**Task directions**
Restate the following entries exactly, including every line.

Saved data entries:
══════
PR #148, opened 2024-12-06
python(chore): Standardize ch10 interface

marcsiftstack:


python/lib/sift_py/data_import/ch10.py
```diff
@@ -71,7 +71,7 @@ def __next__(self) -> str:
 class Ch10UploadService(CsvUploadService):
     """Service to upload ch10 files."""
 
-    def upload_ch10(
+    def upload(  # type: ignore
```
niliayu, line 74: What was the error we're suppressing here?

marcsiftstack: It was complaining about overriding the parent function with a different function signature.

niliayu (approved):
══════
**Finished task**
PR #148, opened 2024-12-06
python(chore): Standardize ch10 interface

marcsiftstack:


python/lib/sift_py/data_import/ch10.py
```diff
@@ -71,7 +71,7 @@ def __next__(self) -> str:
 class Ch10UploadService(CsvUploadService):
     """Service to upload ch10 files."""
 
-    def upload_ch10(
+    def upload(  # type: ignore
```
niliayu, line 74: What was the error we're suppressing here?

marcsiftstack: It was complaining about overriding the parent function with a different function signature.

niliayu (approved):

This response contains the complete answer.